While illustrative embodiments have been illustrated and described, it will be appreciated that various modifications can be made thereto without departing from the spirit and scope of the invention.

Claims (18)

A boom mounted on a watercraft subject to periodic and transient short-term vertical movements and having a proximal end located on the ship and a distal end that can extend away from the ship As well as a distal end extending along the boom, supported by the boom and connectable to a load, and a proximal end engageable with a winch held by the vessel. A heave compensation system for a lift mechanism, wherein the winch includes a load line, and the winch is driven to extend the load line and wind the load line;
(A) an accelerometer attached to the distal end of the boom that detects vertical movement of the distal end of the boom and sends a signal relating to the movement;
(B) a winch control system for controlling the operation of the winch; and (c) a control signal that receives the signal from the accelerometer and sends the signal to the winch control system, the winch A heave compensation system including a heave compensation control system for converting the control system into a control signal for controlling the operation of the winch so as to compensate the heave encountered by the vessel.   The heave compensation system according to claim 1, wherein the winch control system controls a speed of feeding and winding of a load line by the winch.   The heave compensation control system is a control signal sent from the accelerometer to the winch control system for controlling the operation of the winch so as to compensate the heave facing the vessel to the winch control system. The heave compensation system according to claim 2, wherein the heave compensation system converts the control signal into a control signal for controlling the direction and the speed.   The heave compensation system of claim 1, wherein the winch control system controls the flow of hydraulic fluid to and from the winch.   The heave compensation control system includes means for detecting the occurrence of harmonic vibration load in the load line of the boom and adjusting the speed of operation of the winch so as to eliminate the harmonic vibration load condition in the load line. The heave compensation system of claim 1, further comprising a control subsystem.   Means for the harmonic vibration load control subsystem to detect the load on the load line as a function of time; and means for adjusting the speed of operation of the winch so as to eliminate the harmonic vibration load condition on the load line The heave compensation system according to claim 5 comprising:   The heave compensation system of claim 6, wherein the means for detecting the load on the load line comprises a transducer incorporated in the winch.   8. The heave compensation system of claim 7, wherein the winch is driven by hydraulic pressure and the detection means comprises a hydraulic fluid pressure transducer.

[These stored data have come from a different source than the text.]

PR #142, opened 2015-09-02
Sanity cases

abhinandanpb:
1) Fix has been added to create operEP once the container is deleted and recreated. 
2) Sanity test cases have been added .

### DIFF
--- a/netplugin/netd.go
+++ b/netplugin/netd.go
@@ -452,7 +452,7 @@ func createContainerEpOper(netPlugin *plugin.NetPlugin, contUUID, contName strin
 
 			log.Infof("updating container '%s' with id '%s' \n", contName, contUUID)
 		} else {
-      err = netPlugin.CreateEndpoint(epID)
+			err = netPlugin.CreateEndpoint(epID)
 			if err != nil {
 				log.Errorf("Endpoint creation failed. Error: %s", err)
 				return err
--- a/netplugin/netd.go
+++ b/netplugin/netd.go
@@ -452,7 +452,7 @@ func createContainerEpOper(netPlugin *plugin.NetPlugin, contUUID, contName strin
 
 			log.Infof("updating container '%s' with id '%s' \n", contName, contUUID)
 		} else {
-			err = netPlugin.CreateEndpoint(epID)
+      err = netPlugin.CreateEndpoint(epID)
 			if err != nil {
 				log.Errorf("Endpoint creation failed. Error: %s", err)
 				return err
@@ -499,7 +499,6 @@ func handleContainerStart(netPlugin *plugin.NetPlugin, crt *crt.CRT, opts *cliOp
 			log.Errorf("error attaching container: %v\n", err)
 		}
 	}
-
 	return err
 }
 
@@ -578,7 +577,6 @@ func handleDockerEvents(event *dockerclient.Event, retErr chan error,
 		// it until ep configuration is removed
 		// ep configuration as instantiated can be applied to another container
 		// or reincarnation of the same container
-
 	}
 
 	if err != nil {
--- a/systemtests/twohosts/sanity_test.go
+++ b/systemtests/twohosts/sanity_test.go
@@ -1,6 +1,6 @@
 /***
 Copyright 2014 Cisco Systems Inc. All rights reserved.
- 
+
 Licensed under the Apache License, Version 2.0 (the "License");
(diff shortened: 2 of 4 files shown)


netplugin/netd.go
```diff
@@ -456,6 +456,18 @@ func createContainerEpOper(netPlugin *plugin.NetPlugin, contUUID, contName strin
 				log.Errorf("Endpoint creation failed. Error: %s", err)
 				return err
 			}
+
+			err = operEp.Read(epID)
```
mapuri: do we need to read operEp again? it looks like we already read operEp at line 439

systemtests/twohosts/sanity_test.go
```diff
@@ -1352,3 +1352,163 @@ func TestTwoHostsVxlanAddDelNetworkConsul_sanity(t *testing.T) {
...
+                } ]
+            } ]
+        } ]
+        }`
+
+	utils.ConfigSetupCommon(t, jsonCfg, testbed.GetNodes())
+
+	node1 := testbed.GetNodes()[0]
+	node2 := testbed.GetNodes()[1]
+	for i := 0; i < 10; i++ {
```
mapuri: just wondering if we should also test deletion of just one (random?) endpoint, instead of cleaning up all and recreating them?

systemtests/twohosts/sanity_test.go
```diff
@@ -1352,3 +1352,163 @@ func TestTwoHostsVxlanAddDelNetworkConsul_sanity(t *testing.T) {
...
+		func() {
```
mapuri: we really don't need this func() block here, right?

systemtests/twohosts/sanity_test.go
```diff
@@ -1352,3 +1352,163 @@ func TestTwoHostsVxlanAddDelNetworkConsul_sanity(t *testing.T) {
...
+                "Name"                  : "purple",
+                "Endpoints" : [
+                {
+                    "Container"         : "myContainer2",
+                    "Host"              : "host2"
+                }]
+            } ]
+        } ]
+        }`
+		utils.AddConfig(t, jsonCfg, testbed.GetNodes()[0])
```
mapuri: I think if we always Add same config back to back it will become a no-op starting from the iteration 2. May be we should also delete the config at the end of each loop?

netplugin/netd.go
abhinandanpb: The issue was caught with the new sanity test cases I added where containers are deleted and recreated. On a delete the operstate is completely wiped out. So on a recreate - 439 read is a failure. CreateEndpoint creates the operstate but ContUUID is not added as a part of this. Hence the explicit read to read the operstate and populating the ContID

systemtests/twohosts/sanity_test.go
abhinandanpb: Sure. This testcase was intended to just create and delete containers continously. I can add a new case to cover this.

systemtests/twohosts/sanity_test.go
abhinandanpb: The reason I added func block was to clean up after container create and ping. Just thought this was a better way of using defer cleaning after each iteration

systemtests/twohosts/sanity_test.go
abhinandanpb: Completely agree. Will do the same.

netplugin/netd.go
```diff
@@ -456,6 +456,18 @@ func createContainerEpOper(netPlugin *plugin.NetPlugin, contUUID, contName strin
...
+			if core.ErrIfKeyExists(err) != nil {
```
shaleman: We should not ignore key not found error here. We should write the oper state back only if we found the key

systemtests/twohosts/sanity_test.go
shaleman: Agree with @mapuri. cleanup at the end of the loop is sufficient. defer is useful if there are multiple return points like error handling.

systemtests/twohosts/sanity_test.go
shaleman: +1
Also please check myContainer2 can still ping myContaier1 after deleting the delta config.

unclejack:
This PR can be closed as we don't have that directory any more.

unclejack:
The go based sanity tests have been removed. I'm going to close this PR now.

A crane mounted on a watercraft subject to the action of waves, the boom having a proximal end located on the ship and a distal end that can be extended away from the ship, held by the crane A heave compensation system for a crane, comprising: a winch, and a load line extending from the winch to a distal end connectable to a load along the boom;
a. An instrument at the distal end of the boom for measuring vertical movement of the distal end of the boom and sending a signal relating to the vertical movement;
b. A winch control system for controlling the direction and speed of movement of the winch; and c. A heave that receives a signal from an instrument at the distal end of the boom and converts the signal into a winch control signal for controlling the operation of the winch to cause the winch to compensate for the heave faced by the vessel. Heave compensation system including compensation control system.   The heave compensation system according to claim 9, wherein the winch control system controls the speed of unwinding and winding of the load line by the winch.   The heave compensation control system is a control signal sent from the instrument to the winch control system, the direction of operation of the winch so as to compensate the heave facing the vessel to the winch control system. 11. The heave compensation system according to claim 10, wherein the heave compensation system converts the control signal into a control signal for controlling the speed.   The heave compensation system of claim 9, wherein the winch control system controls the flow of hydraulic fluid to and from the winch.   The heave compensation control system includes means for detecting the occurrence of a harmonic vibration load in the load line of the crane and adjusting the speed of operation of the winch so as to eliminate the harmonic vibration load condition in the load line. The heave compensation system of claim 9, further comprising a control subsystem.   Means for the harmonic vibration load control subsystem to detect the load on the line as a function of time; and means for adjusting the speed of operation of the winch so as to eliminate a harmonic vibration load condition on the load line; The heave compensation system of claim 13 comprising:   The heave compensation system of claim 14, wherein the means for detecting the load on the load line comprises a transducer incorporated in the winch.   16. The heave compensation system of claim 15, wherein the winch is hydraulically driven and the detection means comprises a hydraulic fluid pressure transducer. A crane with heave compensation that can be mounted on a watercraft subject to periodic and transient short-term vertical movements,
a. A boom having a proximal end that can be attached to the ship and a distal end that can be extended away from the ship;
b. A power winch held by the crane,
c. A load line extending along the boom from the winch and having a distal end that can be connected to a load;
d. A motion sensor attached to the distal end of the boom for detecting vertical movement of the distal end of the boom and sending a signal relating to the movement;
e. A winch control system for controlling the operation of the winch; and f. A heave compensation control system for receiving a signal from the motion sensor and converting the signal into a control signal for controlling the operation of the winch so that the winch control system compensates for the heave encountered by the vessel. Crane with heave compensation. Further comprising a harmonic vibration load control subsystem for detecting the occurrence of a harmonic vibration load in the load line and adjusting the speed of operation of the winch to eliminate the harmonic vibration load condition in the load line;
The harmonic vibration load control subsystem includes means for detecting a load on the load line as a function of time and adjusting a speed of operation of the winch based on a reduction in a harmonic vibration load condition on the load line. Item 18. A crane with heave compensation according to Item 17.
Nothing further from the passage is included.